Scan the entries that follow and copy out every line containing "fixes".

Stored data entries:
· · · · · · ·
PR #190, opened 2026-05-09
fix(webauthn): validate rp.id as a registrable domain suffix (fix #187)

### LINKED ISSUE #187: Validate rp.id as a registrable suffix of the origin's effective domain

AlfioEmanueleFresta:
Closes #187. Stacked on #188.

## What

Replaces the strict-equality check between the JSON request's `rp.id` and the origin's effective domain with the spec-correct "registrable domain suffix of or equal to" relation from HTML §6.5 (referenced by WebAuthn L3 §5.1.3 step 7 and §5.1.7 step 9).

Net effect: `rp.id = "example.org"` now works against an origin of `https://login.example.org`, while `rp.id = "co.uk"` against `https://example.co.uk` is still correctly rejected because `co.uk` is a public suffix.

## PSL strategy

Per the design discussion in #173 (libwebauthn should not bundle and manage its own PSL):

- Adds a `PublicSuffixList` trait with sync `registrable_domain` / `public_suffix` methods.
- Provides a `DatFilePublicSuffixList` impl that reads a Public Suffix List `.dat` file at construction time. `from_system_file()` reads the standard `/usr/share/publicsuffix/public_suffix_list.dat`, kept current by the system package manager.
- No PSL data is bundled in the libwebauthn crate.
- `publicsuffix = "1.5"`. Same crate as #173, just used offline.

## Plumbing into the parsing API

`WebAuthnIDL::from_json` and `FromIdlModel::from_idl_model` now take an additional `psl: &dyn PublicSuffixList` parameter. This is the simplest shape we discussed - explicit, no hidden state on `RequestOrigin`. Yes, it's another breaking signature change on top of #188; the 0.4.0 release is already breaking, so we eat the cost once.

Origin parsing (`Origin::from_str`, `RequestOrigin::try_from`) stays purely syntactic. PSL is only consulted at validation time.

## Commits

1. Add `PublicSuffixList` trait and `DatFilePublicSuffixList` impl.
2. Use `PublicSuffixList` for the registrable-suffix check in `from_idl_model`.

## Tests

- Unit tests on the suffix-check helper using a small `MockPublicSuffixList` (recognises `com`, `co.uk`, `org`, `net`).
- Unit tests on the mock itself.
- 2 new positive integration tests on `from_json` for both `MakeCredentialRequest` and `GetAssertionRequest`: rp.id-as-parent-registrable-suffix accepted, rp.id-as-eTLD rejected.

## Test plan

- [x] `cargo test --workspace` (151 tests)
- [x] `cargo publish --dry-run -p libwebauthn`

### DIFF
--- a/Cargo.lock
+++ b/Cargo.lock
@@ -1561,6 +1561,17 @@ checksum = "3d3067d79b975e8844ca9eb072e16b31c3c1c36928edf9c6789548c524d0d954"
 
 [[package]]
 name = "idna"
+version = "0.2.3"
+source = "registry+https://github.com/rust-lang/crates.io-index"
+checksum = "418a0a6fab821475f634efe3ccc45c013f742efe03d853e8d3355d5cb850ecf8"
+dependencies = [
+ "matches",
+ "unicode-bidi",
+ "unicode-normalization",
+]
+
+[[package]]
+name = "idna"
 version = "1.1.0"
 source = "registry+https://github.com/rust-lang/crates.io-index"
 checksum = "3b0875f23caa03898994f6ddc501886a45c7d3d62d04d2d90788d47be1b1e4de"
@@ -1791,7 +1802,7 @@ dependencies = [
  "hidapi",
  "hkdf",
  "hmac 0.12.1",
- "idna",
+ "idna 1.1.0",
  "maplit",
  "mockall",
  "nfc1",
@@ -1801,6 +1812,7 @@ dependencies = [
  "num_enum",
  "p256 0.13.2",
  "pcsc",
+ "publicsuffix",
  "qrcode",
  "rand 0.8.6",
  "rustls",
@@ -1941,6 +1953,12 @@ checksum = "d1525a2a28c7f4fa0fc98bb91ae755d1e2d1505079e05539e35bc876b5d65ae9"
 dependencies = [
  "regex-automata",
 ]
+
+[[package]]
+name = "matches"
+version = "0.1.10"
+source = "registry+https://github.com/rust-lang/crates.io-index"
+checksum = "2532096657941c2fea9c289d370a250971c689d4f143798ff67113ec042024a5"
 
 [[package]]
 name = "memchr"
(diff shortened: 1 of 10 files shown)


msirringhaus (approved):
LGTM overall!
We might want to add a note to the README that the publicsuffix-package is needed on the system during runtime?

AlfioEmanueleFresta:
Thanks @msirringhaus! Updated README.

I also opened #210 because it seems that Fedora comes with the PSL in DAFSA file format (binary) by default, not plaintext. Debian should be fine as is. Adding an extra parser shouldn't be much work.

PR #193, opened 2026-05-09
fix(nfc): require backend feature; rename to nfc-backend-{pcsc,libnfc}

AlfioEmanueleFresta:
Stacked on top of #186.

## Summary

- Fix build failure when only the `nfc` umbrella feature is enabled (no backend).
  - Gate `transport::nfc` on `any(nfc-backend-pcsc, nfc-backend-libnfc)` so the broken code never compiles in the bad combo.
  - Emit a single clear `compile_error!` from `lib.rs` instead of three cascade errors out of `transport/nfc/device.rs`.
- Rename backend features to `nfc-backend-pcsc` and `nfc-backend-libnfc` to make the umbrella relationship explicit.
- Restructure the example list in the top-level README into a transport × protocol table.
  - NFC cells show both backend variants (`nfc-backend-pcsc`, `nfc-backend-libnfc`).
- Extend CI with per-backend coverage so this can't regress.
  - Build `libwebauthn` with only `nfc-backend-pcsc` enabled.
  - Build `libwebauthn` with only `nfc-backend-libnfc` enabled.

## Build matrix verified locally

| Command                                     | Behavior                                |
| ------------------------------------------- | --------------------------------------- |
| `cargo build` (no features)                 | Builds; NFC examples auto-skipped.      |
| `cargo build --features nfc`                | Single clear `compile_error!`.          |
| `cargo build --features nfc-backend-pcsc`   | Builds NFC examples.                    |
| `cargo build --features nfc-backend-libnfc` | Checks pass (link needs `libnfc`).      |

## Test plan

- [x] `cargo build` (default features) succeeds, NFC examples skipped.
- [x] `cargo build --features nfc` produces a single `compile_error!` with the helpful message.
- [x] `cargo build --example webauthn_nfc --features nfc-backend-pcsc` builds.
- [x] On a CI/dev machine with `libnfc` installed, `--features nfc-backend-libnfc` links successfully.
- [x] New CI steps run green on this PR.

PR #194, opened 2026-05-10
refactor(examples): unify, simplify, group examples

AlfioEmanueleFresta:
Stacked on #193. Six small commits that unify and simplify `examples/`.

- Shared helpers in `examples/common/` (`setup_logging`, UV/cable update handlers, `retry_user_errors!` macro, prompt utilities). 16 examples shed their inline copies.
- JSON-first WebAuthn: `webauthn_json_hid` becomes the canonical `webauthn_hid`. `webauthn_nfc` and `webauthn_cable` now consume and emit JSON per the WebAuthn IDL too.
- Naming consistency: `cred_management_hid.rs`, `device_selection_hid.rs`, `prf_replay.rs` (was `prf_test.rs`).
- Folder layout: `examples/{ceremony,features,management}/` with explicit `[[example]]` entries; `cargo run --example <name>` invocations are unchanged.

Net diff: -968 LOC across the example set.

Side effect: fixes a pre-existing off-by-bound in `cred_management` (the credential-selection prompt was bounded against `options.len()` instead of `credlist.len()`).

## Test plan

- [x] `cargo fmt --check`
- [x] `cargo build --examples` with default, `nfc-backend-pcsc`, `nfc-backend-libnfc`
- [ ] Smoke test against HID authenticator
- [ ] Smoke test against NFC reader (PCSC backend)


msirringhaus (approved):
Having to list every example in Cargo.toml might become a bit annoying, but I think it's still better than the previous unstructured approach.
A cleanup like this was indeed long overdue.
Thanks!

PR #196, opened 2026-05-10
fix(webauthn): escape clientDataJSON strings per CCDToString

AlfioEmanueleFresta:
WebAuthn L3 §5.8.1.2 specifies that `clientDataJSON` strings must be escaped via `CCDToString` (a strict subset of ECMA-262 / RFC 8259 string-escape rules). `ClientData::to_json` currently hand-rolls a JSON object via `format!()`, concatenating the `origin` and `topOrigin` strings unescaped, which produces malformed or attacker-injectable JSON when those strings contain `"`, `\`, or U+0000-U+001F.

Empirical repro on the base branch: setting `origin` to `https://example.com","origin":"https://attacker.com` yields a document with two `origin` keys.

Stacked on top of #190 (which is stacked on #188 / #186). The `RequestOrigin` plumbing introduced by #188 already correctly populates `ClientData::origin` and `ClientData::top_origin` from the URL origin; that work is preserved unchanged here.

## Changes

- Replace hand-rolled `format!()` in `ClientData::to_json` with a `#[derive(Serialize)]` wire struct that mirrors the spec field order (`type`, `challenge`, `origin`, `topOrigin?`, `crossOrigin`). `serde_json`'s RFC 8259 string encoder is a strict superset of `CCDToString`.
- `topOrigin` is omitted from the output entirely when absent (via `skip_serializing_if`), preserving the existing behaviour.
- Regression tests for: origin containing `"`, origin containing `\`, origin containing U+0000-U+001F control characters, hostile `topOrigin`, spec field order with and without `topOrigin`, and a full round-trip.

## Test plan

- [x] `cargo build`
- [x] `cargo test --lib` (159 passed, including 11 in `client_data::tests`)
- [x] `cargo fmt --check`
- [x] `cargo clippy --lib --all-features --no-deps -- -D warnings`

Refs: WebAuthn L3 §5.8.1.2 (`CCDToString`); audit dossiers D-01, D-02, D-04, B-10, H-04, H-05.

### DIFF
--- a/libwebauthn/src/ops/webauthn/client_data.rs
+++ b/libwebauthn/src/ops/webauthn/client_data.rs
@@ -1,6 +1,6 @@
 use crate::ops::webauthn::Operation;
 
-use serde::Deserialize;
+use serde::{Deserialize, Serialize};
 use sha2::{Digest, Sha256};
 
 #[derive(Debug, Clone, PartialEq, Deserialize)]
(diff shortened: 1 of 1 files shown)


msirringhaus (approved):
LGTM!

PR #11, opened 2022-02-28
Cleanup higher-order-functions page

memowe:
The page appeared as duplicates in `docs/higher-order-functions.html` and `docs/higher-order-functions/index.html` with relative links being the only difference. I deleted the one in its own directory as all other chapters are just plain files in `docs`.

I updated all occurrences to the deleted page my editor could find, but please double-check.


smith558:
Thank you for this. I've noticed this weird redundant duplicate previously but didn't have time to clean it up. Thanks for your contribution!

memowe:
I'm glad to help :)

PR #17, opened 2022-03-08
Repair lines

memowe:
*Some* HTML files had *some* DOS line endings (CRLF instead of LF). I used
- `dos2unix docs/*.html` to convert line endings
- `sed -i 's/[ \t]*$//' docs/*.html` to remove trailing white spaces

Unfortunately the resulting diffs are unreadable. I suggest trying the same steps and comparing with my results before merging to make sure these commits don't break anything.


smith558:
@memowe would you mind looking at some of the merge conflicts with main which appeared on your branch? so we can merge this smoothly 🙂

memowe:
> @memowe would you mind looking at some of the merge conflicts

Of course. Instead of trying to merge I will pull the external changes and run my commands again as my diffs look horrible. ;)

memowe:
@smith558 Done. :) But please have a good look whether these commits break anything. I used exactly the commands documented here and in the commits.

smith558:
@memowe Thank you for your contribution! 🙂

PR #18, opened 2022-03-08
Cleanup duplicate style/reset css files

memowe:
The `style`/`reset` css files in `docs` and in `docs/assets/css` were the same. As most files reference the css files in `docs`, I removed the other ones.


memowe:
Rebased to latest main branch. :)

smith558:
Hi @memowe. Thanks for suggesting this change as well! 🙂 These duplicate CSS files have actually slipped in during some of my (in-progress) work on refactoring the source code. I'll need to check if this is not going to break something before merging. I should have been doing this on a separate branch and not on the main.

ulysses4ever:
this has been cleaned up as a part of #103, so I believe this can be safely closed.

PR #23, opened 2022-07-04
Mention complex numbers as an example why `Ord` is not a superclass of `Num`

konsumlamm:


smith558:
Thank you for your contribution! 🙂

PR #24, opened 2022-07-05
Update chapter 1 & 2

### LINKED ISSUE #16: Suggest GHCup instead of Haskell Platform
The [What you need to dive in](https://learnyouahaskell.github.io/introduction.html#what-you-need) section in the introduction currently recommends downloading the Haskell Platform. However, the Haskell Platform is [deprecated](https://www.haskell.org/platform/) and it is recommended to use [GHCup](https://www.haskell.org/ghcup/) instead, so the section should be updated.

konsumlamm:
* #haskell is now on Libera.Chat
* recommend GHCup as install method (fixes #16)
* replace "Haskell script" by "Haskell file"
* update GHCi output (I used version 8.10.7, since that's the version being recommended by GHCup)
* remove `let`s in GHCi that are now unnecessary
* fix typos


MatthijsBlom:
Thanks for doing this!

Note: [starting with GHC 9.0.1](https://downloads.haskell.org/ghc/9.0.1/docs/html/users_guide/9.0.1-notes.html#ghci) the GHCi prompt will no longer list loaded modules, so this will have to be updated further once GHCup starts recommending GHC 9.2, though I see the old prompts further down are already consistent with future behaviour.

smith558:
This is indeed great. Thanks for your contribution! 🙂

PR #26, opened 2022-08-30
Rewrite guard example is Syntax in Functions to use Density (of substances) instead of BMI

### LINKED ISSUE #3: Replace Comments about BMI
The `syntax-in-functions` page includes a BMI example that may benefit from being rewritten. The two options I'm aware of would be:

* Keeping using BMI as the example, but change the messages for different categories
* Change the example to something else that uses division, perhaps calculating speed from distance and time, and then it would be possible to provide silly messages that aren't about a sensitive issue.

I prefer the second option because I think it would just be best to avoid discussing BMI. I am happy to put together a PR if the maintainer agrees.

dbp:
This fixes #3. 

That issue describes most of the motivation, but just to spell it out explicitly here: the BMI example is demonstrably offensive (plenty of examples, e.g., https://www.reddit.com/r/haskell/comments/sogi3s/learn_you_a_haskell_a_community_version/hwbmjg3/), and for good reason: not only is insulting people based on body size unpleasant, the example perpetuates really unhelpful stereotypes about high BMI people: first and foremost, that they cannot possibly be healthy (thus, if you have a BMI above a certain number, you need to lose weight). Nevermind that professional athletes regularly have "obese" level BMIs (as weight tells nothing about how your body actually functions), that weight has genetic factors, and that, in general, the type of "health" that people usually point to when making these kind of comments has a lot more to do with activity than about weight (which, despite assumptions, are not necessarily linked).

Regardless, this pull request keeps all of the same _technical_ content, with both a simple guard and then a guard that involves a calculation, and I attempted to include some of the light heartedness that characterizes the book.

### DIFF
--- a/docs/syntax-in-functions.html
+++ b/docs/syntax-in-functions.html
@@ -167,33 +167,33 @@ ghci&gt; capital "Dracula"
 <a name="guards-guards"></a><h2>Guards, guards!</h2>
 <img src="https://s3.amazonaws.com/lyah/guards.png" alt="guards" class="left" width="83" height="180">
 <p>Whereas patterns are a way of making sure a value conforms to some form and deconstructing it, guards are a way of testing whether some property of a value (or several of them) are true or false. That sounds a lot like an if statement and it's very similar. The thing is that guards are a lot more readable when you have several conditions and they play really nicely with patterns.</p>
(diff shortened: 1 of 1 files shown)


MatthijsBlom:
Looks good to me 👍

Thanks!

smith558:
Looks great. Thanks for the contribution! 🙂

dbp:
You’re welcome! And thanks for the great job with this fork!

ulysses4ever:
@dbp thanks for the contribution! BMI is still there in the [next section (`Where?!`)](https://learnyouahaskell.github.io/syntax-in-functions.html#where), though. Do you think you could fix it too?

dbp:
@ulysses4ever Thanks for noticing, and sorry! I've opened another pull request (#27) that should fix the rest, making it consistent with this one.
· · · · · · ·
Final answer:
Side effect: fixes a pre-existing off-by-bound in `cred_management` (the credential-selection prompt was bounded against `options.len()` instead of `credlist.len()`).
* recommend GHCup as install method (fixes #16)
This fixes #3. 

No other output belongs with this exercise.